Hi Sergei, Really appreciate your response...The only problem with this is that the percentages are going beyond 100 when the number of times the code is present in predictedcode is greater than the number of times the code is present in the agentcode...So the logic that I am looking to build is that for a unique code in the agentcode (Number of encounters that have the matching code in predictcode for the agent code)/ total number of encounters with code in the agent code column.. An encounter is a combination of ctext id and visitbillid... For example consider a agentcode C102 for an encounter (ctextid:3421 vbillid : 231) if the same code is present in predictcode for the same encounter(ctextid:3421 vbillid : 231 then the matching count is 1 ..(Numerator -> Number of matching counts for the code/ Denominator -> Number of times the code appears in the agentcode column)..Basically I am trying to calculate the precision for a particular agent code
Hi @alannavarro, Really appreciate your response...The only problem with this is that the percentages are going beyond 100 when the number of times the code is present in predictedcode is greater than the number of times the code is present in the agentcode...So the logic that I am looking to build is that for a unique code in the agentcode (Number of encounters that have the matching code in predictcode for the agent code)/ total number of encounters with code in the agent code column.. An encounter is a combination of ctext id and visitbillid... For example consider a agentcode C102 for an encounter (ctextid:3421 vbillid : 231) if the same code is present in predictcode for the same encounter(ctextid:3421 vbillid : 231 then the matching count is 1 ..(Numerator -> Number of matching counts for the code/ Denominator -> Number of times the code appears in the agentcode column)..Basically I am trying to calculate the precision for a particular agent code

@Arun Chandramouli 

Could you please generate sample file for testing of such behaviour. In current one I see nothing > 100% with current PQ logic as well as no agentcode C102 and ctextid:3421 you mentioned.

@Sergei Baklan :Please find attached the input file where I have modified the input data and also updated the expected output data ; along with the output data from the existing code...Can you please help me here..

 

Thanks,

Arun

@Arun Chandramouli 

Thank you for the sample.

 

Perhaps like this

let
    Source = Excel.CurrentWorkbook(){[Name="Table1"]}[Content],
    agentList = Table.AddColumn(
        Source,
        "agentlist",
        each List.Transform(
            Text.Split([agentcode], "," ),
            each Text.Trim(_) )),
    predictList = Table.AddColumn(
        agentList,
        "predictlist",
        each List.Transform(
            Text.Split([predictcode], "," ),
            each Text.Trim(_) )),
    #"Expanded agentlist" = Table.ExpandListColumn(
        predictList,
        "agentlist"),
    matching = Table.AddColumn(#"Expanded agentlist",
        "Total Matching",
        each fnCount( [predictlist], [agentlist] )),
    #"Removed Other Columns" = Table.SelectColumns(
        matching,
        {"agentlist", "Total Matching"}),
    #"Grouped Rows" = Table.Group(
        #"Removed Other Columns",
        {"agentlist"},
        {
            {"total number", each Table.RowCount(_), Int64.Type},
            {"total matching", each List.Max([Total Matching]), type number}}),
    percent = Table.AddColumn(
        #"Grouped Rows",
        "% matching",
        each [total matching] / [total number], Percentage.Type)
in
    percent

with function

(lst as list, v as any) =>
let
    Source = List.Count( List.Select( lst, each _ = v) )
in
    Source

Hi @Sergei Baklan....Really appreciate you getting back...Please find attached the example in which it is failing...I have highlighted the same in the output tab...
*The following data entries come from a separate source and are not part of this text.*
PR #3880, opened 2023-04-27
Build buffer masks on GPU

WeiqunZhang:


Source/WarpX.cpp
```diff
@@ -2893,57 +2893,23 @@ void
...
+    auto const& gmsk = guard_mask.const_array();
+    amrex::Dim3 ng3 = amrex::IntVect(ng).dim3();
+    amrex::ParallelFor(tbx, [=] AMREX_GPU_DEVICE (int i, int j, int k)
+    {
+        for         (int kk = k-ng3.z; kk <= k+ng3.z; ++kk) {
+            for     (int jj = j-ng3.y; jj <= j+ng3.y; ++jj) {
+                for (int ii = i-ng3.x; ii <= i+ng3.x; ++ii) {
+                    if ( gmsk(ii,jj,kk) == 0 ) {
+                        msk(i,j,k) = 0;
+                        return;
```
EZoni, line 2906: Is it correct to have the `return` statement in the innermost `for` loop over `ii` here? I'm wondering what happens if `gmsk(ii,jj,kk)==0` is true for more than one combination of indices `(ii,jj,kk)`. Once the first combination is encountered, the corresponding `msk(i,j,k)` is set to zero and then the function "returns". Does it then reach the second combination of indices `(ii,jj,kk)` where `gmsk(ii,jj,kk)==0` is true? Maybe I don't understand exactly where `return` brings us in this case.

ax3l: Looks like a bug to me, too.
```suggestion
```

Surprised that no test fails.

WeiqunZhang: Once it reaches `return`, the iteration will stop and the rest of gmsk values will not have any impact. It's equivalent to
```
if (gmsk(i-1,j-1,k-1) == 0) {
    msk(i,j,k) = 0;
} else if (gmsk(i,j-1,k-1) == 0) {
    msk(i,j,k) = 0;
} else if (...) {
    msk(i,j,k) = 0;
}
....
else if (gmsk(i+1,j+1,k+1) == 0) {
    msk(i,j,k) = 0;
else {
    msk(i,j,k) = 1;
}
```
I think this is equivalent to the original logic.

WeiqunZhang: Note that the `return` returns from the lambda function, not `ParallelFor`.

ax3l: Thanks for clarifying, I overlooked the lambda wrapping:)

ax3l (approved):

EZoni (approved):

In the file of Sergei Baklan, I think that you just need to change the step "Grouped Rows" in the "Table" query. It should work.
Right now
{"total matching", each List.Max([Total Matching]), type number}})
Change it for
{"total matching", each List.Sum([Total Matching]), type number}})

@alannavarro , @Arun Chandramouli 

Perhaps, thank you. But when U071 gives 57%, however 14% is marked as correct result.